Issue #128, opened 2026-09-10
Refactor ct::eq_bytes to use an unsafe read_votatile


ounsworth:
The current constant-time equality uses BlackBox, which is not a great solution.

the `bouncycastle-utils` crate is allowed to use Unsafe Rust. A better solution would be to do something with `read_volatile` and `write_volatile`.

PR #131, opened 2026-09-12
utils ct: replace black_box with a volatile optimization barrier in ct_eq_bytes and friends

ounsworth:
Survey of other libraries (from their current upstream sources): libsodium's `sodium_memcmp` uses a `volatile` accumulator and volatile input pointers, and subtle's `Choice::from` is an `#[inline(never)]` `read_volatile`, so both place the barrier inside the loop per byte. `constant_time_eq` and RustCrypto's `cmov` chunk into machine words and apply an inline-asm barrier (or `cmov`/`csel`) per word, which is the shape adopted here. Graviola writes the whole byte loop in inline asm on x86_64 and aarch64. OpenSSL's `CRYPTO_memcmp` reads through volatile pointers only, and BoringSSL's uses no barrier at all.

Assembly was inspected by Claude from release builds on x86_64, i686, thumbv7em (Cortex-M4), riscv32imac, wasm32, msp430 (16-bit) and avr-none (8-bit): in every case the loop is load, xor, or, one native-width store to a stack slot and one reload, with a byte-wise tail, no `bcmp`/`memcmp` call and no data-dependent branch, and the final `== 0` tests the volatile-loaded value.

Integration tests now sweep every length from 0 to 40 with a single bit flipped at every position, covering the word and tail paths on both sides of every boundary for 2, 4 and 8-byte words.

Co-Authored-By: Claude Fable 5

Closes #128

### DIFF
--- a/crypto/utils/src/ct.rs
+++ b/crypto/utils/src/ct.rs
@@ -560,52 +560,128 @@ where
     }
 }
 
-/// Rust doesn't guarantee that anything can truly be constant-time under all compilation targets
-/// and optimization levels. The following presents the standard constant-time shape.
+// ---------------------------------------------------------------------------------------------
+// Byte-slice comparison helpers
+//
+// The core idea here is that the data-dependent state is routed through
+// volatile memory accesses on every iteration. The documentation of
+// `core::ptr::read_volatile` / `write_volatile` states that they "are guaranteed to not be elided
+// or reordered by the compiler" and that a volatile read "will actually access memory and not
+// e.g. be lowered to reusing data from a previous read". So once the accumulator has been
+// volatile-written and volatile-read back, the optimiser holds no facts about its value, and in
+// particular cannot introduce either of the two early exits that would otherwise be legal:
+//
+//   * leaving the loop once the accumulator is non-zero, because the final `== 0` is already
+//     decided (only legal if the compiler can see that the zero test is the sole consumer), and
+//   * leaving the loop once the accumulator is all-ones, because further ORs cannot change it
+//     (legal regardless of the consumer, which is why the barrier must be *inside* the loop).
+// ---------------------------------------------------------------------------------------------
+
+/// As a performance optimization, we compare one machine-word at a time, which we assume to be the same
+/// as the size of a `usize`.
+type AccWord = usize;
+const ACC_BYTES: usize = size_of::<AccWord>();
+
+/// The cor operation that implements the optimization barrier by performing a
+/// `*acc |= diff`, performed as a volatile store followed by a volatile load, so that the
+/// compiler retains no knowledge of the accumulator's value afterwards. See the module comment
+/// above for why this is the barrier used in this file.
+#[inline(always)]
+fn volatile_or_assign(acc: &mut AccWord, diff: AccWord) {
+    // SOUNDNESS:
+    //   * We first write_volatile to the accumulator so that the compiler does not own the written value.
+    //   * We then read_volatile back into `*acc` so that the compiler does not own the value of `*acc`
+    //     on exit, meaning that any read on `*acc` after this exits cannot be elided either.
+    // SAFETY:
+    //  * `acc` is a `&mut AccWord`, so it is non-null, aligned for `AccWord`, and points at an
+    //    initialised `AccWord` inside a live Rust allocation (the caller's stack frame). It is
+    //    therefore valid for both reads and writes for the whole call, which is exactly the
+    //    precondition of `write_volatile` and `read_volatile`.
+    //  * The `&mut` is exclusive, so no other reference can observe or race with these accesses.
+    //  * `AccWord` is `Copy` with no drop glue, so overwriting it and bitwise-copying it back
+    //    out neither leaks nor double-drops anything.
+    //  * Every bit pattern is a valid `AccWord`, so the value read back is always initialised.
+    unsafe {
+        core::ptr::write_volatile(acc, *acc | diff);
+        *acc = core::ptr::read_volatile(acc);
+    }
+}
+
+/// Constant-time equality of two byte slices.
+///
+/// The runtime depends on the *lengths* of the inputs, which are treated as public, but not on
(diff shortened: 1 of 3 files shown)


dghgit:
Analysis courtesy of Opus 5. Some of these errors are extremely odd if this PR was generated using Fable - the LLMs do lend more weight to comments/text than code by default which could explain the mutant issue, but I'm not sure about the rest.

### 1. A killable mutant survives: `|` → `^` in `volatile_or_assign` (`crypto/utils/src/ct.rs:605`)

`cargo mutants` over the four changed functions gives 22 mutants, 20 caught, 2 missed. This one is **not** an OR/XOR equivalence of the kind we normally accept in crypto code — with `^` the accumulator *cancels*, so two differences that produce the same word-relative diff make unequal inputs compare equal. For example, flipping bit 0 of byte 0 and bit 0 of byte 8 gives `acc = 1 ^ 1 = 0`, and `ct_eq_bytes` returns `true`.

The new boundary sweep only ever flips a single bit at a time, so it cannot see this. Adding one case with two differences exactly one word apart (and, ideally, one pair within the byte-wise tail) closes the gap and kills the mutant.

### 2. The other missed mutant is genuinely equivalent

`|` → `^` at `crypto/utils/src/ct.rs:685` in `conditional_copy_bytes`. `mask` is all-ones or all-zeros, so exactly one of `a[i] & mask` and `b[i] & !mask` is non-zero and `|` is identical to `^`. Worth recording in the PR so nobody chases it later.

### 3. The release-notes bullet has three errors in two lines

```
* Refactored constant-time ct_equals_bytes () to use an optimization barrier based on unsafe read_volatile /
  write_volatile insead of core::mem::black_box.
```

- `ct_equals_bytes()` is not a function in this repo — the name is `ct_eq_bytes`.
- `insead` → `instead`.
- `core::mem::black_box` → `core::hint::black_box` (which is what the code actually replaced).

There is also a trailing space at the end of the second line.

### 4. `is_in_list` still carries the question this PR just answered

`crypto/utils/src/ct.rs:121` and `:262` (the `i64` and `i32` impls) still read:

> // Research question: is this actually constant-time?
> // A clever compiler might turn this into a short-circuiting loop.
> // A quick google search shows that rust doesn't have the ability to annotate specific code blocks
> // as no-optimize; the only option is to insert direct assembly.


That is precisely the saturating-accumulator early exit described in this PR's new banner comment, and `volatile_or_assign` is the answer to it. As merged, `ct.rs` would run two different constant-time disciplines side by side, with the older one still flagged as an open question and the last sentence ("the only option is to insert direct assembly") now plainly contradicted by this PR's own argument.

Either extend the barrier to those two loops — which needs a per-width analogue, since the accumulator there is `i64`/`i32` rather than `usize` — or, at minimum, replace the comment with a pointer to the new barrier plus a follow-up issue.

### 5. Minor wording

- `crypto/utils/src/ct.rs:582`: "The **cor** operation that implements the optimization barrier".
- Both new doc comments say "See the module comment above", but the block they refer to is a plain `//` banner rather than a `//!` module doc, so the reference does not resolve for anyone reading the rendered rustdoc.

### 6. The performance claim is unmeasured

"As a performance optimization, we compare one machine-word at a time" — `crypto/utils` has no `benches/` directory and none is added here, so the 8x reduction in barrier round-trips is asserted rather than shown. Not a blocker, but if the word chunking is being justified on performance grounds it is cheap to back it up with a criterion bench.

crypto/utils/src/ct.rs
```diff
@@ -560,52 +560,128 @@ where
...
+    //  * `u8` is `Copy` with no drop glue and every bit pattern is a valid `u8`, so the value
+    //    read back is initialised and nothing is leaked or double-dropped.
+    unsafe {
+        core::ptr::write_volatile(&mut mask, mask);
+        mask = core::ptr::read_volatile(&mask);
+    }
+
     for i in 0..LEN {
-        out[i] = core::hint::black_box(a[i] & mask) | core::hint::black_box(b[i] & !mask);
+        out[i] = (a[i] & mask) | (b[i] & !mask);
```
npajkovsky, line 685: This looks like `select()`.

crypto/utils/src/ct.rs
```diff
@@ -560,52 +560,128 @@ where
...
 
+    // SAFETY:
+    //  * `&mut mask` is a reference to an initialised, aligned `u8` local on this stack frame, so
+    //    it is valid for reads and writes for the duration of both calls.
+    //  * The reference is exclusive; nothing else can observe `mask` during the two accesses.
+    //  * `u8` is `Copy` with no drop glue and every bit pattern is a valid `u8`, so the value
+    //    read back is initialised and nothing is leaked or double-dropped.
+    unsafe {
+        core::ptr::write_volatile(&mut mask, mask);
+        mask = core::ptr::read_volatile(&mask);
```
npajkovsky, line 681: That seems too much for my taste.

OpenSSL defines `select()`

```c
static ossl_inline unsigned int constant_time_select(unsigned int mask,
    unsigned int a,
    unsigned int b)
{
    return (value_barrier(mask) & a) | (value_barrier(~mask) & b);
}
```

where the `value_barrier()` is defined:

```c
static ossl_inline unsigned int value_barrier(unsigned int a)
{
#if !defined(OPENSSL_NO_ASM) && defined(__GNUC__)
    unsigned int r;
    __asm__("" : "=r"(r) : "0"(a));
#else
    volatile unsigned int r = a;
#endif
    return r;
}
```

Its empty inline assembly uses tied input/output operands to hide the mask’s value from the optimizer.

If `asm` block is not an option, then `core::ptr::read_volatile`  should be enough.

I suggest implementing a `value_barrier` helper.

crypto/utils/src/ct.rs
ounsworth: It does look like the same core code as Condition<T>.select().

I guess you're suggesting to use Condition<>.select() here rather than duplicate?

npajkovsky: 💯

▶ _Task_: Your answer should be only the number of lines in the records that hold the word "equality".

▶ _Output for this task_: 2